Mit großer Erwartung und Freude kamen sowohl chorleitende als auch im Chor singende Personen ins Bürgerhaus nach Dachsenhausen. Der Kreis-Chorverband Rhein-Lahn in der Region I und der Frauenchor Dachsenhausen standen organisatorisch zur Seite und hatten alles bestens vorbereitet. Der Workshop konnte also unter optimalen Bedingungen stattfinden.

Dozent Kalpers begann mit einer intensiven Einführung zur richtigen Atmung, zum Stimmsitz, zur Artikulation und zu den verschiedenen Arten der Aussprache, zum Beispiel dergestalt, dass derselbe Vokal Begleitton bei unterschiedlichen Liedern sein kann.
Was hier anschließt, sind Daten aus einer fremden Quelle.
PR #496, opened 2026-07-11
Feature/suspension/current voltage viz

yuriifito:
## Description
Add tools for node measurements and analysis

## Type of Change

- [ ] Documentation update
- [ ] Performance improvement
- [ ] Test update
- [ ] Configuration change

## Changes Made

- Add new node that subscribes to `/from_can_bus` topic and takes all frames with ids 0x302 or 0x303
- Add plotjuggler to visualize current and voltage data

## Testing

- [x] All existing tests pass
- [ ] I have added new tests


OShevchuk-UCU (changes requested):
Overall, LGTM. I only have a few follow-up suggestions:

- The PlotJuggler layout currently visualizes only `sensor_rover`, while the node publishes data for both configured sensors. It would be useful to include `sensor_arm` as well.
- Consider validating `sensor_can_ids` for duplicate values during startup, since duplicate IDs would silently overwrite entries in `_sensors_by_id`.
- Please verify that the required PlotJuggler ROS 2 plugin/package is declared, so the bundled layout works on a clean Humble installation.

yuriifito:
We don't have arm power sensor yet, it will be added in a week. So we cannot now add arm sensor plot till there is no data being published on that topic

PR #497, opened 2026-07-11
Feature/navigation/slam integration

MunenNoKage:
## Description
This PR replaces the old static map and AMCL localization with a live SLAM mapping setup. It also adds a real 3D model for the RPLIDAR S2 sensor, switches to a proper odometry controller, and tunes navigation behaviors.

## Type of Change
- [x] Bug fix
- [x] New feature
- [x] Configuration change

Anschließend widmete er sich der Erarbeitung und Interpretation der von ihm mitgebrachten Chorliteratur. Verschiedene Chorsätze, die den Teilnehmenden als Liederheft zur Verfügung gestellt wurden, standen auf dem Programm.
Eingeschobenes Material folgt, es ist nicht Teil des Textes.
PR #498, opened 2026-07-11
Refactor/suspension/launch restructure

yuriifito:
## Description
Restructure launch files

## Type of Change

- [x] Bug fix
- [x] Code refactoring

## Changes Made

- Refactor rover.launch.py by encapsulating logic into smaller, composable files
- Fix bug in can launch py (after fail to launch can because interface didin't exist, several ros2_socketcan nodes were still alive even after a long time)
- move launch files for container, lighting to rover_peripherals package
- move joy.launch.py to rover_teleop node (it logically belongs there)

## Testing

- [x] All existing tests pass


OShevchuk-UCU (approved):
Overall, I think this refactoring is moving the project in the right direction. Splitting the launch files by subsystem and moving them closer to the packages that own the corresponding nodes makes the launch hierarchy much easier to understand and maintain.

I only have a few architectural suggestions for follow-up:

- Ensure that `package.xml` dependencies stay in sync with the launch include graph. If a package includes launch files from another package, it should declare the corresponding runtime dependency.
- Consider extracting the remaining inline `ros2_control` stack into a dedicated `control.launch.py` so that `rover.launch.py` becomes a thin composition layer.
- The `include_launch()` helper is now duplicated across multiple launch files. It may be worth moving it to a shared utility module if this refactoring continues.
- Don't forget to update Docker entrypoints and project documentation to reflect the new package ownership (e.g. `joy.launch.py` now lives in `rover_teleop`).

Overall, I like the direction of this refactoring and think it will make the launch architecture much easier to extend as the project grows.

yuriifito:
## Summary

**Node fixes**
- `rover_power_node.py`: guard `rclpy.shutdown()` with `rclpy.ok()` (fixes `RCLError` on Ctrl+C); validate `sensor_can_ids` for duplicates

**Xacro unification**
- Merged real/sim `ros2_control` and top-level xacro files into `rover.xacro` + `rover.ros2_control.xacro`, branched via `xacro:if`/`xacro:unless` on new `use_sim` arg

**Launch refactor**
- Added `rover_description/launch/robot_state_publisher.launch.py` and `rover_bringup/launch/control.launch.py`, shared between real and sim (`control.launch.py` skips `ros2_control_node` when `use_sim:=true`, since Gazebo's plugin owns it there)
- Simplified `rover.launch.py` / `sim_gz.launch.py` to compose the shared launch files instead of duplicating logic
- Add `twist_mux` launch file
- Add `robot_state_publisher.launch.py`
- Move launch files with rover_peripherals nodes to its package

**Docs**
- Updated nodes/packages overview to match current structure
- Added `tf_ownership.md`

OShevchuk-UCU (approved):
LGTM!

PR #501, opened 2026-07-16
Feature/arm/gazebo moveit camera sim

milka-side:
## Description

Adds a full Gazebo simulation for the arm, integrated with the existing
MoveIt/ros2_control stack: the arm spawns in Gazebo with gz_ros2_control
driving the same `indomitus_arm_controller` used elsewhere, move_group and
moveit_servo run on Gazebo's sim time, the wrist camera is simulated and
bridged to ROS, and RViz can visualize the running sim. Keyboard servo
teleop now works against the sim end-to-end.

Because the CAD meshes (~500k triangles) made the simulated camera
unaffordable to render without GPU acceleration (real-time factor dropped
to ~0.5%), the sim uses a new primitive-geometry variant of the arm
(boxes/cylinders, identical joints, masses and inertias) — RTF is ~100%
with it. The mesh-based description remains the default for RViz and real
hardware.

## Type of Change

- [ ] Documentation update
- [x] Performance improvement
- [ ] Test update
- [ ] Configuration change

## Changes Made

- `arm_sim`: Gazebo world, `gz_bridge.yaml` (clock + camera topics),
  `ros2_controllers.yaml`, and `arm_gazebo.launch.py` (Gazebo +
  ros2_control + move_group + servo, ordered startup: spawn → controller
  spawner → move_group/servo, all on sim time)
- `arm_gazebo_rviz.launch.py`: one-command Gazebo + RViz (reuses the
  moveit_rviz setup on sim time; replaces running demo.launch.py next to
  Gazebo, which duplicated controller_manager and /joint_states)
- `arm_description`: primitive-geometry variant (`arm_macro_simple.xacro`,
  `arm_standalone_simple.urdf.xacro`) used by the Gazebo launch; `camera:=false`
  arg to drop the camera sensor; camera orientation fix and Gazebo visual colors
- `keyboard_servo_node`: wait for the safe-pose trajectory result instead of
  an 8 s wall-clock timeout (always fired at low RTF), report rejected goals,
  raise default speeds to 0.25 m/s / 0.75 rad/s

## Testing

- [ ] All existing tests pass

### How to Test

1. `colcon build --symlink-install && source install/setup.bash`
2. `ros2 launch arm_sim arm_gazebo_rviz.launch.py` — Gazebo and RViz open,
   controllers activate, "You can start planning now!" appears
3. `ros2 run arm_tasks keyboard_servo_node --ros-args -p use_sim_time:=true`, press `r` — arm moves to the
   safe pose in ~3 s, then drive with `w/a/s/d/q/e` (translation) and
   `i/k/u/o/j/l` (rotation); motion is visible in both Gazebo and RViz
4. Camera: `ros2 topic hz /camera/image_raw` (~30 Hz)
5. Sim speed: RTF in the Gazebo status bar should be ~100%

## Additional Notes

- The sim intentionally uses primitive geometry; visual fidelity is
  traded for real-time factor. Mesh-based description is unchanged for
  all non-sim use.
- MoveIt still plans against the mesh model; frames are identical so
  planning/servoing are unaffected.
- Known quirk: `camera:=false` only exists in the simple macro
  (`arm_macro.xacro` ignores it).


OShevchuk-UCU (changes requested):
Thanks for adding the Gazebo, MoveIt, Servo, and camera simulation stack. Overall, the architecture looks good: Gazebo owns `controller_manager` through `gz_ros2_control`, the controller startup is event-based, and the RViz wrapper avoids starting a second mock ros2_control stack.

Before merging, could you please verify and address the following points:

1. **Simulation time for keyboard teleop**

   `keyboard_servo_node` is started separately using:

   ```bash
   ros2 run arm_tasks keyboard_servo_node
   ```

   but its published Twist messages are stamped using the node clock, while MoveIt Servo runs with `use_sim_time:=true`.

   Please either:

   * add a simulation launch file that starts the keyboard node with `use_sim_time:=true`, or
   * update the documentation to use:

   ```bash
   ros2 run arm_tasks keyboard_servo_node --ros-args -p use_sim_time:=true
   ```

2. **Safe-pose action result handling**

   The new implementation waits for the trajectory result, but it does not inspect the returned action status or controller error code. An aborted or canceled trajectory can therefore still be reported as:

   ```text
   Safe pose reached!
   ```

   Please verify the result status before returning success, and consider adding a configurable wall-clock timeout so the worker cannot wait indefinitely if the controller stops responding.

3. **Default speed change also affects real hardware**

   The default keyboard Servo speeds were increased from `0.1 / 0.3` to `0.25 / 0.75` in the shared node.

   Since this PR is primarily simulation-related and is marked as non-breaking, please keep the existing hardware defaults and override the higher values only in the simulation launch/configuration.

4. **`camera:=false` behavior**

   The camera sensor is conditionally removed from the Xacro, but the bridge still starts with `/camera/image_raw` and `/camera/camera_info` entries.

   Please verify the runtime behavior with:

   ```bash
   ros2 launch arm_sim arm_gazebo_rviz.launch.py camera:=false
   ```

   It should start without repeated bridge errors or misleading camera-related failures. If it produces warnings continuously, please conditionally use a clock-only bridge configuration when the camera is disabled.

5. **Launch failure propagation**

   Controllers currently start whenever the spawn process exits, and MoveIt/Servo start whenever the controller spawner exits, regardless of the return code.

   Please verify failure scenarios and, if necessary, gate the next startup stage on a successful exit or shut down the launch when spawning/controller activation fails.

6. **Clean-install dependencies**

   Please verify the package from a clean environment and ensure `arm_sim/package.xml` explicitly declares the runtime controller plugins and Python dependencies used directly by this package, particularly:

   * `joint_trajectory_controller`
   * `joint_state_broadcaster`
   * `moveit_configs_utils`
   * Python YAML support

7. **Camera frame convention**

   Please verify that `/camera/camera_info` uses the expected camera frame and that the frame follows the ROS optical convention. If this camera will later be used for perception rather than only visualization, it would be better to add a dedicated `arm_camera_optical_frame`.

The intentional primitive-model versus mesh-model difference looks acceptable for performance, provided it is documented that joint transforms are equivalent but collision geometry is not necessarily identical.

Once these points are verified and the necessary fixes are applied, I do not see any additional blockers from my side and the PR can be merged.

Martik-k (approved):

OShevchuk-UCU (changes requested):
Thanks for the follow-up — the main review items look addressed. Two remaining non-blocking points:

### 1. Safe-pose failure still starts Servo

In `keyboard_servo_node.py`, `_handle_safe_pose` always calls `start_servo()` after `move_to_safe_pose()`, regardless of the return value:

```python
self._controller.move_to_safe_pose()
print('Starting servo...')
self._controller.start_servo()
```

`move_to_safe_pose()` now correctly returns `False` on reject / abort / controller error / timeout, but Servo is still started afterward. That means the operator can resume Cartesian teleop from a pose that never reached the intended safe configuration (e.g. after an aborted trajectory).

Suggested change:

```python
if self._controller.move_to_safe_pose():
    print('Starting servo...')
    self._controller.start_servo()
else:
    print('Safe pose failed — Servo not started.')
```

### 2. “Simple” Gazebo model docs no longer match the active geometry

`arm_standalone_simple.urdf.xacro` still describes this variant as primitive boxes/cylinders for cheap rendering. After `fix(sim): adjust spawn height for arm_mount mesh origin`, `arm_macro_simple.xacro` has **mesh** visual/collision active for most links (mount, base, shoulder, forearm, wrists), with the primitive blocks commented out. Only the end-effector path still looks primarily primitive.

So either:

- update the standalone / macro comments to say this file is currently a mesh-based Gazebo description (with optional primitives left commented for perf experiments), or
- switch the primitives back on if that was still the intended default for RTF.

As written, the filename + comments suggest a light collision/visual model, but the spawned Gazebo robot is largely mesh again — including the collision mismatch / performance tradeoff discussion from earlier.

Neither of these blocks merge from my side if you prefer to track them separately.

OShevchuk-UCU (approved):
LGTM!

PR #511, opened 2026-07-30
feat(arm): add gamepad teleop via ros2 joy game_controller_node

milka-side:
## Description

Adds gamepad teleop for the arm as an alternative to keyboard control,
and hardens it for real hardware use. `ServoController` (the shared
node powering Cartesian velocity commands and the safe-pose action) is
unchanged — a new `GamepadInputLoop` class subscribes to `/joy`
(published by `ros2 joy`'s `joy_node`) instead of reading raw keyboard
events, exactly as the module's docstring already said this
integration should work.

## Type of Change

- [ ] Documentation update
- [ ] Performance improvement
- [ ] Test update
- [ ] Configuration change

## Changes Made

- `GamepadInputLoop`: right stick → forward/back + left/right, left stick → yaw/pitch, L2/R2 → roll, holding **Y** shifts L2/R2 to
  up/down instead, **A** → move to safe pose + start servo, **X** → exit
- Anti-jump guard on the L2/R2 shift: if the triggers are already off-center when Y is pressed, the shifted axis stays at 0 until they
  pass back through center once — switching modes never causes a sudden velocity jump
- Live feedback printed on control-state transitions (which stick/trigger is active + resulting vx..wz), mirroring `KeyboardInputLoop`'s key-down print
- **`/joy` watchdog**: a timer independent of message arrival stops the arm if no `Joy` message has been received for 0.2s, since `ServoController` otherwise keeps republishing the last commanded twist forever if the controller disconnects
- **Safe-pose input lock**: stick/trigger input is ignored while a safe-pose move is in progress, so a held stick can't resume Cartesian motion the instant Servo restarts
- One-time arm gate: teleop stays locked out until the first safe-pose move succeeds (Servo isn't started before that anyway); a later `/joy` dropout does **not** re-lock it or force another trip to the safe pose — control resumes from wherever the arm already is, gated only by requiring one genuinely centered reading before trusting axes again (protects against known BLE reconnect glitches where stale/garbage values are reported before the first real update)
- Button presses are only recognized as edges against a real prior reading — the first message after startup or a reconnect is used solely to establish a baseline, since a gamepad can report a stale "pressed" button on that first message (was causing spurious exits)
- Uses `ros2 joy`'s `joy_node` rather than `game_controller_node`: `game_controller_node` goes through SDL, which has no built-in axis mapping for this controller's Bluetooth identity and falls back to an auto-generated one that's broken (right stick unmapped, triggers pointed at the wrong axes). `joy_node` reads the kernel's already-calibrated joystick device directly, sidestepping that whole class of bug — no hardcoded mapping needed
- Trigger axes (L2/R2) rest at +1.0 and go to -1.0 at full press under `joy_node` (opposite convention from the sticks); `_trigger_amount()` normalizes that back to "0 at rest" so deadzone, the settle-guard, and the Y-shift logic don't need to special-case them
- Deadzone raised from 0.15 to 0.2
- `KeyboardInputLoop`: direction keys are now ignored entirely until Servo has actually started — pressing them earlier couldn't move the arm anyway, and `_handle_safe_pose` discards any accumulated key state regardless
- New `gamepad_servo_node` console entry point; `joy` added to `arm_tasks/package.xml`
- Reuses `ServoController` unchanged, so all existing behavior carries over automatically: safe-pose result verification + timeout, hardware vs. sim speed defaults via the existing `arm_sim/config/keyboard_servo_sim.yaml` params file

## Testing

- [ ] All existing tests pass

### How to Test

1. `colcon build --symlink-install && source install/setup.bash`
2. `ros2 run joy joy_node` (confirm it logs `Opened joystick: ...`)
3. `ros2 run arm_tasks gamepad_servo_node` (or add `--ros-args --params-file $(ros2 pkg prefix arm_sim)/share/arm_sim/config/keyboard_servo_sim.yaml` for Gazebo sim time + faster speeds)
4. Move each stick, hold Y while moving L2/R2, press A (safe pose + servo start) and X (exit); watch the printed feedback line match what you're doing
5. Confirm sticks/triggers are ignored until A is pressed, and again during a safe-pose move
6. Disconnect/reconnect the controller mid-session and confirm the arm stops on disconnect and only resumes once a clean, centered reading comes through (all sticks at 0, both triggers released) — no phantom motion
7. To find/confirm axis and button indices for a specific controller: `ros2 topic echo /joy` while moving each control one at a time

### DIFF
--- a/src/arm/arm_tasks/arm_tasks/keyboard_servo_node.py
+++ b/src/arm/arm_tasks/arm_tasks/keyboard_servo_node.py
@@ -41,8 +41,8 @@ Usage:
         ros2 run arm_tasks gamepad_servo_node
 
     ``gamepad_joy_driver`` is a thin wrapper around ``ros2 run joy
-    joy_node`` — see ``main_gamepad_joy_driver`` below for why this is
-    used instead of ``game_controller_node``.
+    joy_node``, kept as its own entry point so this launch command stays
+    stable regardless of what runs underneath it.
 """
 
 import os
@@ -482,6 +482,9 @@ class KeyboardInputLoop:
         self._exit_event = threading.Event()
         self._device = None
         self._read_thread = None
+        # Direction keys are ignored until Servo is running (see
+        # _read_loop) — pressing them earlier can't move the arm anyway.
+        self._servo_started = False
 
     def _open_device(self) -> bool:
         """Open the evdev keyboard device at ``self._device_path``.
@@ -554,6 +557,7 @@ class KeyboardInputLoop:
         if self._controller.move_to_safe_pose():
             print('Starting servo...')
             self._controller.start_servo()
+            self._servo_started = True
         else:
             print('Safe pose failed — Servo not started.')
 
@@ -588,6 +592,14 @@ class KeyboardInputLoop:
                     continue
 
                 if code not in self._DIRECTIONS:
+                    continue
+
+                # Direction keys are ignored entirely until Servo has
+                # started — _handle_safe_pose clears _pressed anyway, so
+                # tracking presses before that point would just be
+                # discarded, and set_velocity()'d twists Servo isn't
+                # listening to yet would have nothing to show for it.
+                if not self._servo_started:
                     continue
 
                 if value == self._KEYSTATE_DOWN:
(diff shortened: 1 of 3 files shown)


OShevchuk-UCU (changes requested):
Overall, this is a well-structured change. I like that `ServoController` remains unchanged and `GamepadInputLoop` is implemented as an alternative input source, with the shared `_run_teleop()` reducing code duplication. The safe-pose lock and defensive handling of short `Joy` messages are also nice touches.

I do have a couple of concerns before merging:

- **Safety on `/joy` loss.** Since `ServoController` continuously republishes the last commanded twist, losing the joystick (e.g. controller disconnect or `joy` node failure) could leave the arm moving indefinitely because Servo's command timeout never expires while commands continue to be published. I think adding a watchdog that stops the controller if no `Joy` message is received for a short period would make this much safer and more robust for real hardware.

- **Input during the safe-pose sequence.** While the safe-pose action is running, `Joy` callbacks continue updating commanded velocities. If the operator is holding the sticks, Cartesian motion may resume immediately after `start_servo()`. It would be safer to temporarily ignore joystick input (or force zero velocities) until the safe-pose sequence has fully completed.

The remaining comments I have are mostly smaller improvements (e.g. configurable controller mappings and a few edge cases around trigger mode switching), but I think the two points above are worth addressing before merge. Other than that, the implementation looks clean and the overall approach makes sense.

OShevchuk-UCU (approved):
Looks good. Both merge blockers are addressed.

Das Repertoire des Workshops umfasste eine große Literaturbandbreite, darunter eine Kyrie-Meditation von Alwin Michael Schronen. ‚Irgendwo auf der Welt‘ ist ein Schlager aus den 1930er Jahren, von den Comedian Harmonists gesungen und bekannt aus eben diesem Film sowie aus ‚Ein blonder Traum‘. Nach der Mittagspause wurde zunächst ein vierstimmiger Chorsatz des deutschen Volkslieds ‚Wach auf meins Herzens Schöne‘ erarbeitet. Anschließend folgte der Song ‚Durch die schweren Zeiten‘ von Udo Lindenberg, der auch nach acht Jahren ein noch immer top-aktuelles Thema ist. Zum Abschluss präsentierte Kalpers das rhythmisch anspruchsvolle ‚Sing a Song‘, gefolgt von der irischen Volksweise ‚Down By The Sally Gardens‘, die Wehmut und Melancholie aufkommen ließ und deren eingängige Melodie einige der Teilnehmenden sicherlich bis nach Hause begleitete.

Abschließend bedankte sich Raimund Schäfer, der Regionalvorsitzende, bei Johannes Kaplers für den außerordentlich gelungenen und sehr lehrreichen Workshop sowie bei den Teilnehmenden für ihre engagierte Mitarbeit. Auch den Organisatoren dankte Schäfer für die perfekte Arbeit und Verpflegung. Er zog das Fazit, dass es sich um einen äußerst konstruktiven Workshop handelte, der sicherlich einer Wiederholung wert ist. Schäfer hofft darauf, dass die Erfahrungen aus dem Workshop auch in die heimischen Chöre einfließen und dort zur chormusikalischen Weiterentwicklung beitragen werden.